TASK REQUIREMENTS: The line containing "Implementation of the" marks the start, and the last line of the records below marks the end. Print that run exactly and nothing else.

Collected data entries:
PR #28, opened 2023-09-12
ENG-1751: Spawn a task forwarding extractor

pistomat:
Implementation of the websocket logic. Handles:
- New connections
- New subscriptions
- Closing subscriptions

OUTPUT OF THE TASK:
Implementation of the websocket logic. Handles:
- New connections
- New subscriptions
- Closing subscriptions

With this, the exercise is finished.